**Recorded data**
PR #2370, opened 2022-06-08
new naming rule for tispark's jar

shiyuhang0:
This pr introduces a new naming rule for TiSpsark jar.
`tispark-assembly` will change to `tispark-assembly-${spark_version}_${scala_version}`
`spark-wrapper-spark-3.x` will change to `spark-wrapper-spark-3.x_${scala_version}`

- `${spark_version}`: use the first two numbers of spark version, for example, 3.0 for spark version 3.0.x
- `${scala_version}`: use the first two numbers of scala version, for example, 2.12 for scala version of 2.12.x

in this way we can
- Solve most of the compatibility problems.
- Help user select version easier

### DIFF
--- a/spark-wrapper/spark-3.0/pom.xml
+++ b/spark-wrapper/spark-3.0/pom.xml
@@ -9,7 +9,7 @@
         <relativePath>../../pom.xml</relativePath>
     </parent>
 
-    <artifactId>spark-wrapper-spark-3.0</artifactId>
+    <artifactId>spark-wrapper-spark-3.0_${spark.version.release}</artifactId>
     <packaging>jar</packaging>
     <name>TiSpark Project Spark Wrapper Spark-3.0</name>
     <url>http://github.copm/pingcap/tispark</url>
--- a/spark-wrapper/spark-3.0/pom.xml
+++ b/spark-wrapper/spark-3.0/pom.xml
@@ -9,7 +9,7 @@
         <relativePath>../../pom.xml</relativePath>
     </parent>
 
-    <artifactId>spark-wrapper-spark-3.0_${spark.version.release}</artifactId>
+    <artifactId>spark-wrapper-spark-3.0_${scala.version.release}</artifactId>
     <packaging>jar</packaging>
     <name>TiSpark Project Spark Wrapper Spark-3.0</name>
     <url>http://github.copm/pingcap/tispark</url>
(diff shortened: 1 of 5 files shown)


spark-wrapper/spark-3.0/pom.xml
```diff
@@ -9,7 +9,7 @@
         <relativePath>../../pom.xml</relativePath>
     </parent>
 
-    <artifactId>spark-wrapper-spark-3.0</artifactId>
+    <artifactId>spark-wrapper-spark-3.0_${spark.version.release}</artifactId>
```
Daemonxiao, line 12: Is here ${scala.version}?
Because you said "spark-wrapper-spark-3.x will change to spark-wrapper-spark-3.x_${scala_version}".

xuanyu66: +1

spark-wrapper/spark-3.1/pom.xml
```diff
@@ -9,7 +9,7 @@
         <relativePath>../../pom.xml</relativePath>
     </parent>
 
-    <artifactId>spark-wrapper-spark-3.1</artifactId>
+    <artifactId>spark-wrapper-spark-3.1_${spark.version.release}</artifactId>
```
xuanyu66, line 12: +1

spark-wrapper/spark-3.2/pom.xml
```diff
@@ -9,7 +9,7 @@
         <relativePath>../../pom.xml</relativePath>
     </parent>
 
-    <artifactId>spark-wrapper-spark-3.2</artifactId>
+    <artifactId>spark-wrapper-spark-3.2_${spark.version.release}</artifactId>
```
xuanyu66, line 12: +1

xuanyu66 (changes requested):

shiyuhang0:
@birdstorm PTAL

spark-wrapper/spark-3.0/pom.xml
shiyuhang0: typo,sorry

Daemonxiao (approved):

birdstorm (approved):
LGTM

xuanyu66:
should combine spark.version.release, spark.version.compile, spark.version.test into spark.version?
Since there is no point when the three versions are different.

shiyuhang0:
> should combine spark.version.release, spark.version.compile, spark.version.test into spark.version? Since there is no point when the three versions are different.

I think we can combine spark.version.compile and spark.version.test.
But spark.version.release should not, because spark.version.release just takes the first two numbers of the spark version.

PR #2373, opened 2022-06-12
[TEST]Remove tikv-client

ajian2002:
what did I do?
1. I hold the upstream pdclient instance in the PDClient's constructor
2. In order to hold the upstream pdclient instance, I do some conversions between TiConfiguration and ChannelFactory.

**The problem**
Restate the records from above exactly as they read.

**Solution to the problem**
PR #2370, opened 2022-06-08
new naming rule for tispark's jar

shiyuhang0:
This pr introduces a new naming rule for TiSpsark jar.
`tispark-assembly` will change to `tispark-assembly-${spark_version}_${scala_version}`
`spark-wrapper-spark-3.x` will change to `spark-wrapper-spark-3.x_${scala_version}`

- `${spark_version}`: use the first two numbers of spark version, for example, 3.0 for spark version 3.0.x
- `${scala_version}`: use the first two numbers of scala version, for example, 2.12 for scala version of 2.12.x

in this way we can
- Solve most of the compatibility problems.
- Help user select version easier

### DIFF
--- a/spark-wrapper/spark-3.0/pom.xml
+++ b/spark-wrapper/spark-3.0/pom.xml
@@ -9,7 +9,7 @@
         <relativePath>../../pom.xml</relativePath>
     </parent>
 
-    <artifactId>spark-wrapper-spark-3.0</artifactId>
+    <artifactId>spark-wrapper-spark-3.0_${spark.version.release}</artifactId>
     <packaging>jar</packaging>
     <name>TiSpark Project Spark Wrapper Spark-3.0</name>
     <url>http://github.copm/pingcap/tispark</url>
--- a/spark-wrapper/spark-3.0/pom.xml
+++ b/spark-wrapper/spark-3.0/pom.xml
@@ -9,7 +9,7 @@
         <relativePath>../../pom.xml</relativePath>
     </parent>
 
-    <artifactId>spark-wrapper-spark-3.0_${spark.version.release}</artifactId>
+    <artifactId>spark-wrapper-spark-3.0_${scala.version.release}</artifactId>
     <packaging>jar</packaging>
     <name>TiSpark Project Spark Wrapper Spark-3.0</name>
     <url>http://github.copm/pingcap/tispark</url>
(diff shortened: 1 of 5 files shown)


spark-wrapper/spark-3.0/pom.xml
```diff
@@ -9,7 +9,7 @@
         <relativePath>../../pom.xml</relativePath>
     </parent>
 
-    <artifactId>spark-wrapper-spark-3.0</artifactId>
+    <artifactId>spark-wrapper-spark-3.0_${spark.version.release}</artifactId>
```
Daemonxiao, line 12: Is here ${scala.version}?
Because you said "spark-wrapper-spark-3.x will change to spark-wrapper-spark-3.x_${scala_version}".

xuanyu66: +1

spark-wrapper/spark-3.1/pom.xml
```diff
@@ -9,7 +9,7 @@
         <relativePath>../../pom.xml</relativePath>
     </parent>
 
-    <artifactId>spark-wrapper-spark-3.1</artifactId>
+    <artifactId>spark-wrapper-spark-3.1_${spark.version.release}</artifactId>
```
xuanyu66, line 12: +1

spark-wrapper/spark-3.2/pom.xml
```diff
@@ -9,7 +9,7 @@
         <relativePath>../../pom.xml</relativePath>
     </parent>
 
-    <artifactId>spark-wrapper-spark-3.2</artifactId>
+    <artifactId>spark-wrapper-spark-3.2_${spark.version.release}</artifactId>
```
xuanyu66, line 12: +1

xuanyu66 (changes requested):

shiyuhang0:
@birdstorm PTAL

spark-wrapper/spark-3.0/pom.xml
shiyuhang0: typo,sorry

Daemonxiao (approved):

birdstorm (approved):
LGTM

xuanyu66:
should combine spark.version.release, spark.version.compile, spark.version.test into spark.version?
Since there is no point when the three versions are different.

shiyuhang0:
> should combine spark.version.release, spark.version.compile, spark.version.test into spark.version? Since there is no point when the three versions are different.

I think we can combine spark.version.compile and spark.version.test.
But spark.version.release should not, because spark.version.release just takes the first two numbers of the spark version.

PR #2373, opened 2022-06-12
[TEST]Remove tikv-client

ajian2002:
what did I do?
1. I hold the upstream pdclient instance in the PDClient's constructor
2. In order to hold the upstream pdclient instance, I do some conversions between TiConfiguration and ChannelFactory.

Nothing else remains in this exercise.